— Your goal —
Report back each line of the data that contains the word "name".

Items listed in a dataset
::::::::

PR #664, opened 2026-07-18
fix(json): only convert unambiguous date/datetime/UUID strings in additional data

### LINKED ISSUE #487: try_get_anything - converts a 32 hex string to UUID
The library is modifying the content of payload just because the content has something that can taken by UUID class.

This is failing the schema validation down the road. 

The location of the culprit

https://github.com/microsoft/kiota-python/blob/8740fcb17ddc2e943baaecfaba98bfef97ef920a/packages/serialization/json/kiota_serialization_json/json_parse_node.py#L331

56badkarma:
## Overview

`JsonParseNode.try_get_anything` runs every untyped string (everything landing in `additional_data`) through five lenient parsers in sequence: `datetime_from_iso_format_compat`, `UUID`, `parse_timedelta_string`, `date.fromisoformat`, `time_from_iso_format_compat`. On Python 3.11+ the lenient parsers accept many ordinary text values:

```
'19-2026'       -> datetime.time(19, 0, tzinfo=timezone(timedelta(days=-1, seconds=12840)))  # invoice number
'100-012863299' -> datetime.time(10, 0, ...)                                                 # invoice number
'PT'            -> datetime.timedelta(0)                                                     # country code
'10:30'         -> datetime.timedelta(seconds=37800)
'11.0'          -> datetime.time(11, 0)                                                      # version string
'd41d8cd98f00b204e9800998ecf8427e' -> UUID(...)                                              # 32-hex string
```

This is not just a display problem: in our production SharePoint AP-invoicing app, invoice numbers like `19-2026` were coerced to `time` objects, later stringified on update, and persisted back — permanently corrupting stored data (details with a captured wire payload in microsoftgraph/msgraph-sdk-python#1340).

This PR replaces the speculative parsing with two anchored patterns, mirroring the .NET [`JsonParseNode.TryGetAnything`](https://github.com/microsoft/kiota-dotnet/blob/main/src/serialization/json/JsonParseNode.cs#L510), which only attempts strict `DateTime`/`DateTimeOffset`/`Guid` parses and otherwise returns the string:

- full ISO date or datetime (`^\d{4}-\d{2}-\d{2}([Tt ]\d{2}:\d{2}|$)`) → `datetime_from_iso_format_compat`
- canonical hyphenated UUID → `UUID`

Behavior is unchanged for real payload values: full ISO datetimes still become `datetime`, date-only strings still become `datetime` (same as today, via the same compat parser), canonical UUIDs still become `UUID`. The `timedelta`/`time` guessing is removed entirely — Graph does not send bare durations or times as untyped strings, and their grammars overlap with too much real-world text. The `__is_four_digit_number`/`isdigit()` special cases (added for earlier symptom reports like microsoftgraph/msgraph-sdk-python#653) become unnecessary since all-digit strings cannot match either anchored pattern, and are removed.

## Related Issue

Fixes #487
Addresses microsoftgraph/msgraph-sdk-python#1340 and microsoftgraph/msgraph-sdk-python#653

## Notes

- Strings that previously coerced to `timedelta`/`time`/unhyphenated-UUID will now stay strings in `additional_data`. That is the intent of the fix, but callers who relied on those accidental conversions would see a change; typed model fields are unaffected (they go through declared field deserializers and never reach `try_get_anything`).
- Verified against a live Microsoft Graph SharePoint tenant: text columns round-trip unchanged, `Created`/`Modified` datetimes still parse.

## Testing Instructions

* `cd packages/serialization/json && pytest tests/`
* New parametrized test `test_get_anything_does_not_coerce_text_values` covers each reported corruption pattern (`19-2026`, `PT`, `10:30`, `23.085`, `11.0`, 32-hex, date fragments)
* New tests pin the preserved conversions: date-only → `datetime`, canonical UUID → `UUID`; existing tests cover full ISO datetimes

🤖 Generated with [Claude Code](https://claude.com/claude-code)

https://claude.ai/code/session_019Uui4g7E7UmzKRGHMW5zbH

### DIFF
--- a/packages/serialization/json/tests/unit/test_json_parse_node.py
+++ b/packages/serialization/json/tests/unit/test_json_parse_node.py
@@ -228,6 +228,47 @@ def test_get_anythin_does_convert_date_string_to_datetime():
     assert result == datetime(2023, 10, 5, 14, 48, tzinfo=timezone.utc)
 
 
+@pytest.mark.parametrize(
+    "value",
+    [
+        # microsoftgraph/msgraph-sdk-python#1340: text values coerced to
+        # datetime.time via lenient time.fromisoformat (3.11+ accepts an
+        # hour plus a UTC-offset-looking suffix or a fraction separator)
+        "19-2026",  # invoice number, parsed as time(19, 0) at offset -20:26
+        "100-012863299",  # invoice number
+        "23.085",  # parsed as time(23, 0, 0, 85000)
+        "11.0",  # version string, parsed as time(11, 0)
+        # coerced to timedelta via parse_timedelta_string
+        "PT",  # country code, parsed as an empty ISO 8601 duration
+        "10:30",  # parsed as hh:mm
+        # microsoft/kiota-python#487: 32-hex string coerced to UUID
+        "d41d8cd98f00b204e9800998ecf8427e",
+        # date-like fragments must not be parsed as dates
+        "12-25",
+        "2023-10",
+    ],
+)
+def test_get_anything_does_not_coerce_text_values(value):
+    parse_node = JsonParseNode(value)
+    result = parse_node.try_get_anything(value)
+    assert isinstance(result, str)
+    assert result == value
+
+
+def test_get_anything_converts_date_only_string_to_datetime():
+    parse_node = JsonParseNode("2023-10-05")
+    result = parse_node.try_get_anything("2023-10-05")
+    assert isinstance(result, datetime)
+    assert result == datetime(2023, 10, 5, 0, 0)
+
+
+def test_get_anything_converts_canonical_uuid_string():
+    parse_node = JsonParseNode("8f841f30-e6e3-439a-a812-ebd369559c36")
+    result = parse_node.try_get_anything("8f841f30-e6e3-439a-a812-ebd369559c36")
+    assert isinstance(result, UUID)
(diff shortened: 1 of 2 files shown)


56badkarma:

packages/serialization/json/tests/unit/test_json_parse_node.py
```diff
@@ -228,6 +228,47 @@ def test_get_anythin_does_convert_date_string_to_datetime():
...
+)
+def test_get_anything_does_not_coerce_text_values(value):
+    parse_node = JsonParseNode(value)
+    result = parse_node.try_get_anything(value)
+    assert isinstance(result, str)
+    assert result == value
+
+
+def test_get_anything_converts_date_only_string_to_datetime():
+    parse_node = JsonParseNode("2023-10-05")
```
baywet, line 259: Can we have variations with time, and time + offset to prevent any further regression?

baywet (changes requested):
Thanks for the contribution!

packages/serialization/json/tests/unit/test_json_parse_node.py
56badkarma: Added parametrized variations covering date+time with no offset, Z, +00:00, non-UTC offsets (+02:00, -05:00 with fractional seconds), lowercase t, and the RFC 3339 space separator — all pinned to still convert to datetime.

baywet (approved):

PR #666, opened 2026-07-23
Handle map-style query parameters with None values

bkoelman:
Contributes to https://github.com/microsoft/kiota/issues/3800.

Dict values used as map/dictionary query parameters (from an OpenAPI `type: object` with `additionalProperties` field) are now sanitized before being passed to StdUriTemplate.  None values are silently dropped per RFC 6570 §2.3 "undefined" semantics, preventing a ValueError when StdUriTemplate tries to convert None to a string.  An empty string must be set explicitly to send `key=`.

Adds seven test cases covering map expansion, None-value omission, empty-string inclusion, empty dicts, all-None dicts, mixed scalar+map parameters, and the set_query_string_parameters_from_raw_object() path.

### DIFF
--- a/packages/abstractions/kiota_abstractions/date_utils.py
+++ b/packages/abstractions/kiota_abstractions/date_utils.py
@@ -1,6 +1,6 @@
-from sys import version_info as sys_version_info
 import re
 from datetime import datetime, time, timedelta
+from sys import version_info as sys_version_info
 
 _ISO8601_DURATION_PATTERN = re.compile(
     "^P"  # Duration P indicator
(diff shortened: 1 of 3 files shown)


baywet (dismissed):
Thanks for the contribution!

baywet:
@bkoelman can you fix the formatting as [reported by this action run](https://github.com/microsoft/kiota-python/actions/runs/29968417013/job/89222799109?pr=666) please? after that I think we'd be good to go

bkoelman:
pushed fixes and rebased on latest main

baywet (approved):

PR #688, opened 2026-08-13
Fix/multipart stray linebreak

### LINKED ISSUE #687: [Bug] MultipartBody appends trailing newline to string part values
`MultipartBody.serialize()` writes every string part's value with `write_str_value()`,
which always appends a trailing newline. That newline therefore becomes part of the value
itself. A part meant to hold the value `"helloworld"` is sent as `"helloworld\r\n"`.
Consumers that compare that value exactly would therefore reject it. (e.g. if that value is enum-validated)

Problem:
 `MultipartBody.serialize()` (line 125) calls `writer.write_str_value("", part_value[1])` . `write_str_value()` always appends `"\n"` at the end of every call, regardless of whether a key was given.

Suggested Fix:
Replace `writer.write_str_value("", part_value[1])` with `writer.write_bytes_value("", part_value[1].encode('utf-8'))`, which preserves raw bytes but avoids inserting newline.

GitGud44:
## Overview

`MultipartBody.serialize()` writes every string part's value with `write_str_value()`,
which always appends a trailing newline. That newline therefore becomes part of the value
Itself. E.g.  A part meant to hold the value `"helloworld"` is sent as `"helloworld\r\n"`.
Consumers that compare that value exactly would then reject it.

Fixed by writing string part values with `write_bytes_value()` instead, which writes raw bytes with no terminator.

## Related Issue

Fixes #687

### Demo

Before (current `main`), a `text/plain` part with value `"Hello world"`:
```
--boundary\r\nContent-Type: text/plain\r\nContent-Disposition: form-data; name="message"\r\n\r\nHello world\r\n\r\n--boundary--\r\n
```

After (this PR):
```
--boundary\r\nContent-Type: text/plain\r\nContent-Disposition: form-data; name="message"\r\n\r\nHello world\r\n--boundary--\r\n
```

### Notes

- Only string part values are affected. `bytes`/file parts already go through
  `write_bytes_value()` and never carried the stray CRLF.
- No existing test covered a plain `str` part before this PR, every
  `test_write_object_value*` case used a JSON (`Parsable`) part and a `bytes` part, never
  a bare string one.

## Testing Instructions

* `cd packages/serialization/multipart && poetry install`
* `poetry run pytest`
** Expect `test_write_object_value_with_string_part` and
  `test_write_object_value_with_multiple_string_parts` to pass (both fail on `main`
  without this fix (double CRLF before the boundary instead of one))

### DIFF
--- a/packages/abstractions/kiota_abstractions/multipart_body.py
+++ b/packages/abstractions/kiota_abstractions/multipart_body.py
@@ -122,7 +122,7 @@ class MultipartBody(Parsable, Generic[T]):
             if isinstance(part_value[1], Parsable):
                 self._write_parsable(writer, part_value)
             elif isinstance(part_value[1], str):
-                writer.write_str_value("", part_value[1])
+                writer.write_bytes_value("", part_value[1].encode('utf-8'))
             elif isinstance(part_value[1], bytes):
                 writer.write_bytes_value("", part_value[1])
             elif isinstance(part_value[1], io.IOBase):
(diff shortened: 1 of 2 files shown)


baywet (approved):
Thanks for the contribution!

::::::::

— Result for this exercise —
--boundary\r\nContent-Type: text/plain\r\nContent-Disposition: form-data; name="message"\r\n\r\nHello world\r\n\r\n--boundary--\r\n
--boundary\r\nContent-Type: text/plain\r\nContent-Disposition: form-data; name="message"\r\n\r\nHello world\r\n--boundary--\r\n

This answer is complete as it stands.